# Next move - need some advice pls



## NOV12 (Apr 23, 2016)

Hello and Happy New Year to you all 

I'm hoping to get some advice, as you can see from my signature, we've had three rounds of ivf and our "diagnosis" (we've never had a definitive diagnosis) is a mix male factor due to varicoceles and I've got low amh. I've never produced more than 6 eggs and never been pregnant. We took a break from ivf last year which given my amh level seemed a bit risky but my husband had his second varicocele repair and best sperm quality ever, so we tried naturally with some (7months) letrozole thrown in - nothing happened. 

We're now considering more treatment and I feel like we're at a bit of a cross roads, do we stay with our clinic (The Lister), the thought of going back there and sitting in the waiting room makes me feel quite anxious given that our last cycle was so poor; do we try abroad; do we move to donor eggs. Also I've never had any form of internal investigation other than a hycosy (all clear) or any immune testing, our consultant has been reluctant to go down that path and said they feel it's a numbers game (which is all well and good, but they're not the one paying). 

Any thoughts or advice would be so gratefully received x


----------



## MargotW (Jan 26, 2016)

Happy new year to you too.
I think Robert Winston says that you should have a laperoscopy but they are expensive and I am not sure I fancy one. I am convinced that for us it's a numbers game.
i would say that you should go out to the clinic where you trust the consultant. You can always ask your urologist which clinic they recommend. Donor egg is a personal thing, if you feel ready for it then the odds will be better but ask your consultant.
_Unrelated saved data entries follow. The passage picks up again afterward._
PR #1392, opened 2023-03-08
CLDC-2006 Add 23/24 collection year LAs

kosiakkatrina:
Add new LAs for 23/24 and remove LAs for 22/23 in:

- Lettings property information section: Local authority of current property
- Lettings Household Situation: local authority of previous property
- Sales property information section: Local authority of current property
- Sales Household Situation: local authority of previous property
- Scheme Locations: What is the local authority of [postcode]? - based on today's date

List of local authority changes is in [CLDC-2006](https://digital.dclg.gov.uk/jira/browse/CLDC-2006)


app/models/form/sales/questions/prevloc.rb
```diff
@@ -14,390 +13,396 @@ def initialize(id, hsh, page)
...
-    "W92000004" => "Wales",
-    "9300000XX" => "Outside UK",
-  }.freeze
+  def answer_options
+    {
+      "" => "Select an option",
+      "S12000033" => "Aberdeen City",
+      "S12000034" => "Aberdeenshire",
+      "E07000223" => "Adur",
+      "E07000026" => ("Allerdale" if form.start_date.year < 2023),
```
jamesrose: How would you do this if we didn't have local authorities statically defined, and they were in the database instead?

kosiakkatrina: I guess similar to what I've done in locations. Have the list of all and then filter down based on the year. I can change that here too if that seems more appropriate

jamesrose: What do you think about something like this? We might use fixed dates instead of years, but the principle remains the same.

```ruby
LocalAuthority.active(2022) 
# or
LocalAuthority.active(Time.today)
```

```diff
diff --git a/app/models/local_authority.rb b/app/models/local_authority.rb
new file mode 100644
index 00000000..0014f357
--- /dev/null
+++ b/app/models/local_authority.rb
@@ -0,0 +1,3 @@
+class LocalAuthority < ApplicationRecord
+  scope :active, ->(year) { where("? BETWEEN start_year AND end_year", year) }
+end
diff --git a/db/migrate/20230308091405_create_local_authorities.rb b/db/migrate/20230308091405_create_local_authorities.rb
new file mode 100644
index 00000000..3581ce7b
--- /dev/null
+++ b/db/migrate/20230308091405_create_local_authorities.rb
@@ -0,0 +1,12 @@
+class CreateLocalAuthorities < ActiveRecord::Migration[7.0]
+  def change
+    create_table :local_authorities do |t|
+      t.string :code
+      t.string :name
+      t.integer :start_year
+      t.integer :end_year
+
+      t.timestamps
+    end
+  end
+end
```

app/models/form/lettings/questions/la.rb
```diff
@@ -7,326 +7,9 @@ def initialize(id, hsh, page)
...
-    "E08000031" => "Wolverhampton",
-    "E07000237" => "Worcester",
-    "E07000229" => "Worthing",
-    "E07000238" => "Wychavon",
-    "E07000128" => "Wyre",
-    "E07000239" => "Wyre Forest",
-    "E06000014" => "York",
-  }.freeze
+  def answer_options
+    { "" => "Select an option" }.merge(LocalAuthority.active(Time.zone.local(2023, 4, 1)).england.map { |la| [la.code, la.name] }.to_h)
```
arfacamble: Do I understand correctly that this is getting all the LA's that are active at a given time?
Therefore wouldn't we want the date here to be something more meaningful? Maybe the lettings start date?

kosiakkatrina: You're right, I replaced it with form start date

kosiakkatrina: You're right, replaced it with a form start date

app/models/form/lettings/questions/la.rb
```diff
@@ -7,326 +7,9 @@ def initialize(id, hsh, page)
...
-    "E07000217" => "Woking",
-    "E06000041" => "Wokingham",
-    "E08000031" => "Wolverhampton",
-    "E07000237" => "Worcester",
-    "E07000229" => "Worthing",
-    "E07000238" => "Wychavon",
-    "E07000128" => "Wyre",
-    "E07000239" => "Wyre Forest",
-    "E06000014" => "York",
-  }.freeze
```
natdeanlewissoftwire, line 331: Glad to see these go, may they never return 🥳

natdeanlewissoftwire (approved):
lgtm!

PR #1395, opened 2023-03-08
CLDC-2006 Add and populate local authorities table

kosiakkatrina:
add and populate local authorities table
this will be used for populating answer options for LA questions for different years instead of hardcoding them in the service


app/services/imports/local_authorities_service.rb
```diff
@@ -0,0 +1,26 @@
...
+    def initialize(path:)
+      @path = path
+      @count = 0
+    end
+
+    def call
+      CSV.foreach(path, headers: true) do |row|
+        LocalAuthority.upsert(
+          { code: row["code"],
+            la_name: row["la_name"],
```
jamesrose:
```suggestion
            name: row["la_name"],
```

db/schema.rb
```diff
@@ -289,6 +289,17 @@
     t.index ["updated_by_id"], name: "index_lettings_logs_on_updated_by_id"
   end
 
+  create_table "local_authorities", force: :cascade do |t|
+    t.string "code"
+    t.string "la_name"
```
jamesrose:
```suggestion
    t.string "name", null: false
```

db/schema.rb
```diff
@@ -289,6 +289,17 @@
...
+    t.datetime "start_date"
```
jamesrose:
```suggestion
    t.datetime "start_date", null: false
```

db/schema.rb
```diff
@@ -289,6 +289,17 @@
     t.index ["updated_by_id"], name: "index_lettings_logs_on_updated_by_id"
   end
 
+  create_table "local_authorities", force: :cascade do |t|
+    t.string "code"
```
jamesrose:
```suggestion
    t.string "code", null: false
```

app/services/imports/local_authorities_service.rb
```diff
@@ -0,0 +1,26 @@
...
+            start_date: Time.zone.local(row["start_year"], 4, 1),
+            end_date: (Time.zone.local(row["end_year"], 3, 31) if row["end_year"]),
+            previous_location_only: row["previous_location_only"] || false },
```
jamesrose: What does this field represent?

kosiakkatrina: Well, some of the fields are non England as we discussed earlier, so they shouldn't be shown in current la questions but should be shown in previous la questions. I figured marking them in the db would be the easiest way to filter them out when needed

jamesrose (approved):

PR #1396, opened 2023-03-08
CLDC-1687 allow deactivation or reactivation of last year schemes and locations in crossover period

arfacamble:
https://digital.dclg.gov.uk/jira/browse/CLDC-1687

this shows a scheme that has existed since 2020, it now cannot be deactivated before the oldest open collection period
|image
|-

In this screenshot it is currently April 2023.
This scheme was started in the 23/24 collection period, so despite the other copy on the page, it cannot be deactivated before the collection period in which it was created.
|image
|-


app/helpers/collection_time_helper.rb
```diff
@@ -44,4 +44,16 @@ def previous_collection_start_year
...
+    # generally the crossover period ends on the first Friday in June, but there may be arbitrary exceptions such as in 2023
+    today = Time.zone.today
+    if today.year == 2023
+      today.between?(Time.zone.local(2023, 4, 1).to_date, Time.zone.local(2023, 6, 9).to_date)
+    else
+      crossover_end_date = Time.zone.local(today.year, 6, 1).to_date
+      crossover_end_date += 1 until crossover_end_date.friday?
+      today.between?(Time.zone.local(today.year, 4, 1).to_date, crossover_end_date)
+    end
+  end
```
jamesrose: Is this the same as `FormHandler#in_crossover_period?`?

arfacamble: aha. hadn't seen that.
very good.
Can I get a sense check though as this might be important for the future depending on what we're using this method for (the FormHandler one). I would expect that that method would return false for all times on the final day of the crossover period.
i.e. Time.zone.now returns the time now, but the end_date for the forms appears to be 00:00 on that day, so now < end_date will be false.
Shall I make a tech debt/bug ticket to change to now.to_date <= end_date.to_date?
I am fairly confident in that change, but I may not want to slow down a 23/24 ticket at this time writing tests.

app/models/location_deactivation_period.rb
```diff
@@ -24,6 +26,8 @@ def validate_reactivation(record, recent_deactivation, location)
   end
 
   def validate_deactivation(record, location)
+    earliest_possible_deactivation = FormHandler.instance.in_crossover_period? ? previous_collection_start_date : current_collection_start_date
```
jamesrose: We're duplicating this logic four times. Could this live on the form handler itself? What would be an appropriate name to describe it?

arfacamble: knock and the door shall be opened unto you...
(I agree and did this thing)

app/models/location_deactivation_period.rb
```diff
@@ -32,10 +34,10 @@ def validate_deactivation(record, location)
       end
     elsif location.location_deactivation_periods.any? { |period| period.reactivation_date.present? && record.deactivation_date.between?(period.deactivation_date, period.reactivation_date - 1.day) }
       record.errors.add(:deactivation_date, message: I18n.t("validations.location.deactivation.during_deactivated_period"))
-    else
-      unless record.deactivation_date.between?(location.available_from, Time.zone.local(2200, 1, 1))
-        record.errors.add(:deactivation_date, message: I18n.t("validations.location.toggle_date.out_of_range", date: location.available_from.to_formatted_s(:govuk_date)))
-      end
+    elsif record.deactivation_date.before? FormHandler.instance.start_date_of_earliest_open_collection_period
```
SamSeed-Softwire, line 37: Do we not want to write tests for this new case?

app/models/scheme_deactivation_period.rb
```diff
@@ -32,10 +34,10 @@ def validate_deactivation(record, scheme)
       end
     elsif scheme.scheme_deactivation_periods.any? { |period| period.reactivation_date.present? && record.deactivation_date.between?(period.deactivation_date, period.reactivation_date - 1.day) }
       record.errors.add(:deactivation_date, message: I18n.t("validations.scheme.deactivation.during_deactivated_period"))
-    else
-      unless record.deactivation_date.between?(scheme.available_from, Time.zone.local(2200, 1, 1))
-        record.errors.add(:deactivation_date, message: I18n.t("validations.scheme.toggle_date.out_of_range", date: scheme.available_from.to_formatted_s(:govuk_date)))
-      end
+    elsif record.deactivation_date.before? FormHandler.instance.start_date_of_earliest_open_collection_period
```
SamSeed-Softwire, line 37: Do we not want to write tests for this new case?

SamSeed-Softwire (commented):
All good except for potentially needing some tests for new error cases, I'm guessing there might be a good reason they're not required though!

app/models/location_deactivation_period.rb
arfacamble: I certainly considered this, but the existing validations did not yet have tests so I didn't add a whole new file.
Given we need to get this out ASAP, @jamesrose would you prefer:
- no tests
- tests just for the things I've added
- tests for all the validations here, do them now
- tests for all the validations here, raise a tech debt ticket for the next/future sprint

jamesrose (approved):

I'm not sure why you are thinking if trying abroad, I wouldn't want the inconvenience but many people go for it. 
X


----------



## Coffeeandcake1 (Apr 15, 2016)

Hi Nov,

I just saw this post and my heart goes out to you - I was exactly where you were a few years ago so it really struck  home!! We were also with the Lister, my husband also had a varicocele which affected sperm quality and I also had low AMH. On top of that I had some immune issues which I was treated for.

I think that for people like us who have a few different things going on but no one definitive problem, it’s really a question of how persistent you are willing to be. I would advise you to push for any tests within reason which you think might help - if only for your peace of mind. We spend so much on IVF anyway it’s really useful to have some peace of mind. 

We decided to move on to donor eggs on our fifth cycle and it worked first time. That was the right decision for us, but it may not be for you. As the above post says it’s a very personal decision, whether / when to go there. I wish you all the luck in the world for your next treatment and if you ever want to chat more please feel free to PM me.

Coffee x


----------



## miamiamo (Aug 9, 2015)

MargotW - I couldn't agree with you more xx


----------



## NAT1DRAGONFLY (Jun 13, 2013)

Hey!

Sorry to hear about your journey so far hun........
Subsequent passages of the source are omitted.